Mark 10:38 But Jesus said unto them, "Ye know not what ye ask: can ye drink of the cup that I drink of? and be baptized with the baptism that I am batized with?" And they said unto him, We can. And Jesus said unto them, "Ye shall indeed drink of the cup that I drink of; and with the baptism that I am baptized withal shall ye be baptized;"

Are we to try to force the the idea of immersion only into every usage of the word baptize and baptism? Or does the word carry more meaning than the idea of believers baptismal methodology?


----------



## relostuff

*Wet them and then Train them up in the ways of the Lord.*



refbaptdude said:


> Ivan said:
> 
> 
> 
> Mode is not important.
> 
> 
> 
> 
> Ivan, seriously if it is not important then take it out of your church name!
Click to expand...


Good Point But I think some churches call themselves Baptist just to not be called something else. Most SBC churches have a Baby Baptism just with out the water. I really think the whole Baptism thing is a red heron, I was told how Bad those PCA, OPC, and PRC people were for Baptiste babies, and remember they are Calvinist. 

I have seen the light...... I am reformed and I like the Church Government of the PRC. 

Dunk or Sprinkle?? Do what you may but Please Train up your Kids in Lord, Teach them the way of the Lord, and Grace well do the rest.


----------



## Gator_Baptist

The question I have for the sprinklers out there is why isn't the sacrament called Rantism? You know _Rantizo_ the Greek word for "to spinkle." Why don't you just convert all the way over and just call the sacrament Rantism instead of Baptism?

I am of the opinion that sprinkling violates sola scriptura, and makes an appeal to church authority as a means to change the mode of baptism, even though scripture clearly establishes the mode of baptism as immersion. Even Calvin admitted that the church made this change on the basis of church authority.

This appeal to church authority to overthrow the mode of baptism that is clearly established in scripture reeks of Romanism in my opinion. True Biblical baptism is by immersion.

-----Added 6/16/2009 at 08:22:04 EST-----



Rogerant said:


> Are we to try to force the the idea of immersion only into every usage of the word baptize and baptism? Or does the word carry more meaning than the idea of believers baptismal methodology?
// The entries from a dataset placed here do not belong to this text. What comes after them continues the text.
PR #1199, opened 2023-03-07
[ARCTIC-1197][Optimizer] Optimizer should wait for a while between each polling task request

### LINKED ISSUE #1197: [Improvement]: When `Optimizer` polls tasks from AMS, it occupies too many thrift worker threads in AMS
### Search before asking

Too many thrift worker threads will be occupied by `Optimizer` depending on the parallelism of `Optimizer`; because when a thread in `Optimizer` polls a task from AMS, it will occupy a thrift worker thread and wait for a while(10s) until getting a task or returning null when getting no task. Then, the thread in `Optimizer` will trigger another polling request with no delay.

### How should we improve?

The thrift worker thread should not wait for a while and return null immediately when getting no task. The `Optimizer` should sleep for a while before the next request when getting no task.

### Subtasks

_No response_

### Code of Conduct

wangtaohz:

fix #1197 

## Brief change log

  - the polling task request should return immediately
  - `Optimizer` should wait for a while between each polling task request

## How was this patch tested?

## Documentation

### DIFF
--- a/ams/ams-server/src/main/java/com/netease/arctic/ams/server/service/impl/OptimizeQueueService.java
+++ b/ams/ams-server/src/main/java/com/netease/arctic/ams/server/service/impl/OptimizeQueueService.java
@@ -490,12 +490,9 @@ public class OptimizeQueueService extends IJDBCService {
         task = waitForTask(startTime, waitTime);
         if (task == null) {
           return null;
-        } else {
-          return onExecuteOptimizeTask(task, jobId, attemptId);
-        }
-      } else {
-        return onExecuteOptimizeTask(task, jobId, attemptId);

Saying that Baptism = immersion is not forcing by any means. It comes from the Greek word _Baptizo_ meaning "to immerse." It would have been called _Rantizo_ if sprinkling was being implied.


----------



## Prufrock

McLeod, I don't deny that you may have deep convictions regarding baptism; but until you understand the reasoning behind the paedobaptist position of sprinkling a bit better, I would recommend sticking to sincere questions instead of such bold assertions regarding why we do what we do.

Also, if it really were just as simple as saying, "Isn't it obvious? -- baptizo means immerse," I am quite certain that there would not be a centuries-long argument over the matter.


----------



## Marrow Man

I would also add that since the primary governing standards of the PB are the Westminster Standards (which supports both sprinkling and pouring), you have just essentially equated the PB with Romanism. Not a good move.


----------



## PuritanCovenanter

Gator,

If I am not mistaken, in the septuigent the word baptizo is also used in ceremonial cleansing upon houses and in other situations where it is impossible to immerse in a tub of water or river.


----------



## Gator_Baptist

PuritanCovenanter said:


> Gator,
> 
> If I am not mistaken, in the septuigent the word baptizo is also used in ceremonial cleansing upon houses and in other situations where it is impossible to immerse in a tub of water or river.



I did not know that. Thanks for sharing. I however stay loyal to the Textus Receptus in all regards, but that is for a totally different thread. I really don't want to open that can of worms at this time.


----------



## Prufrock

Gator_Baptist said:


> I did not know that. Thanks for sharing. I however stay loyal to the Textus Receptus in all regards, but that is for a totally different thread. I really don't want to open that can of worms at this time.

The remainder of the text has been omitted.